LISTSERV at the University of Georgia
Menubar Imagemap
Home Browse Manage Request Manuals Register
Previous (more recent) messageNext (less recent) messagePrevious (more recent) in topicNext (less recent) in topicPrevious (more recent) by same authorNext (less recent) by same authorPrevious page (August 2006, week 3)Back to main SAS-L pageJoin or leave SAS-L (or change settings)ReplyPost a new messageSearchProportional fontNon-proportional font
Date:         Thu, 17 Aug 2006 17:50:53 -0400
Reply-To:     "Luo, Peter" <pluo@DRAFTNET.COM>
Sender:       "SAS(r) Discussion" <SAS-L@LISTSERV.UGA.EDU>
From:         "Luo, Peter" <pluo@DRAFTNET.COM>
Subject:      Re: How slow is normal with large datasets?
Comments: To: Paul <ptvonhippel@CHECKFREE.COM>
Content-Type: text/plain; charset="US-ASCII"

If you do stepwise, 1.5M records and 50 vars will take a while, and # of vars is far more time consuming than # of records. But then taking a sample should help. Since you only have a thousand ones, you might want to take a 5-10% sample out of those million zeros.

-----Original Message----- From: Paul [mailto:ptvonhippel@CHECKFREE.COM] Sent: Thursday, August 17, 2006 5:57 AM To: SAS-L@LISTSERV.VT.EDU Subject: How slow is normal with large datasets?

I'm analyzing a large data set wth 1.5M rows and 50 variables. With 30 regressors, PROC LOGISTIC takes at least 15 minutes to give results -- and can take much longer if other users are running SAS jobs as well.

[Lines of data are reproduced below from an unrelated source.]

PR #9805, opened 2023-03-08
chore: remove duplication in parameter definitions

OrKoN:
Technically parameters for each of the commands are different but for the user convenience most of the should work the same way so we can re-use their definitions.

### DIFF
--- a/packages/browsers/src/CLI.ts
+++ b/packages/browsers/src/CLI.ts
@@ -43,7 +43,6 @@ type LaunchArgs = {
   detached: boolean;
 };
 
-
 export class CLI {
   #cachePath;
 
@@ -51,7 +50,7 @@ export class CLI {
     this.#cachePath = cachePath;
   }
 
-  #defineBrowserParameter(yargs: yargs.Argv<{}>) {
+  #defineBrowserParameter(yargs: yargs.Argv<unknown>): void {
     yargs.positional('browser', {
       description: 'The browser version',
       type: 'string',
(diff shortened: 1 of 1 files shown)


packages/browsers/src/CLI.ts
```diff
@@ -50,33 +50,86 @@ export class CLI {
     this.#cachePath = cachePath;
   }
 
+  #defineBrowserParameter(yargs: yargs.Argv<unknown>) {
```
Lightning00Blade: Nit: return type

packages/browsers/src/CLI.ts
```diff
@@ -50,33 +50,86 @@ export class CLI {
...
+              browser: args.browser.name,
+              buildId: args.browser.buildId,
+              cacheDir: args.path ?? this.#cachePath,
+              platform: args.platform,
+            })}`
+          );
+        }
+      )
+      .command(
+        'downloads <browser>',
```
Lightning00Blade: Is the idea for this to be an alias to `install`, the code looks the same? Yargs supports that -> https://github.com/yargs/yargs/blob/main/docs/advanced.md#command-aliases

OrKoN: I have forgotten to remove the command I have been trying out locally.

packages/browsers/src/CLI.ts
OrKoN: Done

Lightning00Blade (approved):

It's an imbalanced data set -- a thousand ones, a million zeroes, and sampling weights that vary from 1 to 100. The DATA step is slow, too, so I can spend the bulk of my day just coding up a couple of new variables and running a few regressions that use them.

In my previous job, I did academic research using data sets that were at least 10 times smaller. So I've learned to use SAS more efficiently -- avoiding sorts, keeping only the variables I need, using pass-through SQL. These make a big difference, but I just can't seem to get the speed down to where I really feel I'm interacting with the data.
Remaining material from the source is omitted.